Pictured left is an example of mirrors depicted in Aztec literature, and on the right are other obsidian objects studied by the researchers
Tezcatlipoca, lord of the smoking mirror, with circular obsidian mirrors on his temple, his chest and his foot highlighted
‘The 16th century was a period in which new exotic objects were being brought to Europe from the New World, and opening up exciting new possibilities in the intellectual world of the period,’ said Professor Campbell.
These Aztec mirrors were novel and exotic items that found a place in many early collections, the researcher explained.
Stories about the meaning of the mirrors may have travelled with them, and may have been what motivated John Dee to acquire his mirror.
The findings have been published in the journal Antiquity.
WHO WERE THE AZTECS AND WHAT DO WE KNOW ABOUT THEM?
The Mexica, later known as the Aztecs, were a migrant people from the desert north who arrived in Mesoamerica in the 1300s.
This previously nomadic tribe was not welcomed by the local inhabitants who viewed them as inferior and undeveloped.
Legend says that, as a result the Aztecs, wandered waiting for a sign to indicate where they should settle.

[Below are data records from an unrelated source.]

PR #1143, opened 2023-03-10
fix(cli-commons): color orgId magenta only when on unix or WT

louis-bompart:
https://coveord.atlassian.net/browse/CDX-1365

## Proposed changes

Some color doesn't work nicely on PS, so let's just skip'em'.
Windows users should use WT if they want niceties.

## Testing

- [x] Unit Tests
- [x] Manual Tests: `packages\cli\core\bin\dev auth:login` with powershell

### DIFF
--- a/packages/cli/commons/src/utils/ux.ts
+++ b/packages/cli/commons/src/utils/ux.ts
@@ -1,8 +1,17 @@
 import {CliUx} from '@oclif/core';
 import {red, green, magenta} from 'chalk';
 
+
+functions isWindows() {
+  return process.platform === 'win32'
+}
+
+function isWindowsTerminal() {
+  return Boolean(process.env['WT_PROFILE_ID']);
+}
+
 export function shouldUseColor() {
-  return process.platform !== 'win32' || Boolean(process.env['WT_PROFILE_ID']);
+  return !isWindows() || isWindowsTerminal();
 }
 
 export function startSpinner(task: string, status?: string) {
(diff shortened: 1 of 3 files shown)


packages/cli/commons/src/utils/ux.ts
```diff
@@ -1,6 +1,10 @@
 import {CliUx} from '@oclif/core';
 import {red, green, magenta} from 'chalk';
 
+export function shouldUseColor() {
+  return process.platform !== 'win32' || Boolean(process.env['WT_PROFILE_ID']);
+}
```
btaillon, line 6: Not a very strong preference, but I would prefer if this was divided in a more verbal(?) kind of way.

Like:
```suggestion
export function shouldUseColor() {
  const isWindows = (process.platform === 'win32');
  if (isWindows) {
    const isWindowsTerminal = Boolean(process.env['WT_PROFILE_ID']);
    return isWindowsTerminal;
  }
  return true;
}
```

btaillon (approved):

packages/cli/commons/src/utils/ux.ts
louis-bompart:
```suggestion

functions isWindows() {
  return process.platform === 'win32'
}

function isWindowsTerminal() {
  return Boolean(process.env['WT_PROFILE_ID']);
}

export function shouldUseColor() {
  return !isWindows() || isWindowsTerminal();
}
```

louis-bompart: Similar to your second proposition, but I found the following more readable.

PR #1205, opened 2023-03-23
feat: generate component docs on build

y-lakhdar:
## Proposed changes
Generate a json file with the component

The `npm run build` command will now generate a `atomic-docs.json` file with the following format:
```json
{
  "timestamp": "2023-03-23T14:53:34",
  "compiler": {
    "name": "@stencil/core",
    "version": "2.22.2",
    "typescriptVersion": "4.9.4"
  },
  "components": [
    {
      "filePath": "./src/my-custom-component.tsx",
      "encapsulation": "shadow",
      "tag": "my-custom-component",
      "readme": "...",
      "docs": "Sample custom Atomic component...",
      // ...
    }
  ]
}
```

This file can later be used for component name validation.

## Testing

- [ ] Unit Tests:

- [ ] Functionnal Tests:

- [ ] Manual Tests:

### DIFF
--- a/packages/ui/atomic/create-atomic-component/template/src/components/sample-component/stencil.config.ts
+++ b/packages/ui/atomic/create-atomic-component/template/src/components/sample-component/stencil.config.ts
@@ -13,6 +13,10 @@ export const config: Config = {
     {
       type: 'docs-readme',
     },
+    {
+      type: 'docs-json',
+      file: 'docs/atomic-docs.json',
+    },
   ],
   rollupPlugins: {
     before: [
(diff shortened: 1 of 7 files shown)


packages/ui/atomic/create-atomic-component/template/src/components/sample-component/stencil.config.ts
```diff
@@ -13,6 +13,10 @@ export const config: Config = {
     {
       type: 'docs-readme',
     },
+    {
+      type: 'docs-json',
+      file: 'docs/atomic-docs.json',
```
btaillon, line 18: Like my comment on the other PR, I think we should make this name less specific to Atomic since it's just docs generated by Stencil in our template.

We could name it something like `stencil-docs.json` instead.

btaillon (approved):

PR #1207, opened 2023-03-23
feat: add custom `elementName` property on generated component's package.json

y-lakhdar:
## Proposed changes

Use a dedicated property in package.json to identify the custom component name 

## Testing

- [ ] Unit Tests:

- [ ] Functionnal Tests:

- [ ] Manual Tests:

### DIFF
--- a/packages/ui/atomic/create-atomic-component/index.js
+++ b/packages/ui/atomic/create-atomic-component/index.js
@@ -51,7 +51,7 @@ if (componentName) {
       srcPath: `src/components/${componentName}/package.json`,
       destPath: `src/components/${componentName}/package.json`,
       transform: (text) =>
-        text.replaceAll(/@coveo\/sample-component/g, componentName),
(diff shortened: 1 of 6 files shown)


packages/ui/atomic/health-check/src/assertions.ts
```diff
@@ -30,7 +30,17 @@ export function ensureDocFile() {
 }
 
 export function ensureConsistentElementName() {
-  throw 'TODO: CDX-1389';
+  ensureDocFile();
+  const {elementName} = getJsonPkg();
+  const {components} = JSON.parse(readFileSync(componentDocPath).toString());
```
btaillon, line 35: Instead of asserting that the file must be named `atomic-docs.json`, could we make it more generic and assert that it must be named `stencil-docs.json`? `atomic-docs` makes it sound like we're the ones generating it inside `@coveo/atomic` IMO

btaillon (approved):

PR #1213, opened 2023-03-24
fix(atomic): add schemaVersion for deploy.json

louis-bompart:
## Proposed changes

Add a schemaVersion property, no validation for now (we only have one version after all)

## Testing

- [x] Unit Tests


olamothe (approved):
🙏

In 1325 AD this sign, an eagle and serpent fighting on a cactus, was seen at Lake Texcoco – prompting the Aztecs to found their capital city, Tenochtitlan.
By 1430 AD the Aztecs had assimilated aspects of the surrounding tribes and developed into a structured society.
Their military became powerful and campaigns were fought and won.
The Triple Alliance was created with the lords of Texcoco – situated on the eastern shores of Lake Texococo – and Tlacopan – sometimes referred to as Tacuba, situated on the western shores of Lake Texococo – further strengthening Aztec power.
The Aztecs went to war for two main reasons; to exact tribute and to capture prisoners.
They needed prisoners because they believed that the gods must be appeased with human blood and hearts to ensure the sun rose each day.
Conquering new regions brought the opportunity to capture slaves who were an important part of Aztec society.
Prosperity and unity within the Aztec peoples brought confidence. Under a succession of rulers armies were sent further across Mexico.
By the start of the 1500s the Aztec empire stretched from the Atlantic to the Pacific and into Guatemala and Nicaragua.
The arrival in 1521 AD of Hernan Cortés with Spanish soldiers brought about the end of the empire.